Work request → In the data, extract each line that holds the string "opened".

::::

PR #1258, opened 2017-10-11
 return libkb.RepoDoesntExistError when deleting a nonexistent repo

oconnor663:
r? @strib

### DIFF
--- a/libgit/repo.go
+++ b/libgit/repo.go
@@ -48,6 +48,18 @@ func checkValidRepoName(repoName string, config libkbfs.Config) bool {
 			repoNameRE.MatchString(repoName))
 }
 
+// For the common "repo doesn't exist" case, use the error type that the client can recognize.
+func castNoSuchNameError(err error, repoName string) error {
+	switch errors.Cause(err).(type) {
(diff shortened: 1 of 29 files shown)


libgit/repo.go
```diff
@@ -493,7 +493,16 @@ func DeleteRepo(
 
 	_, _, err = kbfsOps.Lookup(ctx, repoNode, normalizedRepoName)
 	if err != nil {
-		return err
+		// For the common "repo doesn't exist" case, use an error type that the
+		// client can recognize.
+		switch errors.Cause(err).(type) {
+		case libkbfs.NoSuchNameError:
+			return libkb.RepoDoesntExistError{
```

::::

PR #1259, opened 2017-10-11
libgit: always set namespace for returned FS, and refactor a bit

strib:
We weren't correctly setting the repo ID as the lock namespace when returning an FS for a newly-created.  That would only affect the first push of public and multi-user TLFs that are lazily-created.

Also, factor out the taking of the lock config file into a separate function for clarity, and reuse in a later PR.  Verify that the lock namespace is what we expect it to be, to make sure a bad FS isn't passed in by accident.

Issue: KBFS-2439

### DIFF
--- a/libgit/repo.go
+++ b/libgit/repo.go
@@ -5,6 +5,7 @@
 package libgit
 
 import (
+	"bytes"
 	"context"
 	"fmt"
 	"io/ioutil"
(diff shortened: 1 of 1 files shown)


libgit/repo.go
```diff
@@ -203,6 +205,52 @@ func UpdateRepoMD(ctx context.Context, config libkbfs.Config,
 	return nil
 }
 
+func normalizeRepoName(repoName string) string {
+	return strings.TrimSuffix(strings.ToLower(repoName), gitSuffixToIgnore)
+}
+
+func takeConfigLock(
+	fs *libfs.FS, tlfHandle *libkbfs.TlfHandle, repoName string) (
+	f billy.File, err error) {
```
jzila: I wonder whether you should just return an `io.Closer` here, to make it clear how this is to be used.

::::

Written answer →
PR #1258, opened 2017-10-11
PR #1259, opened 2017-10-11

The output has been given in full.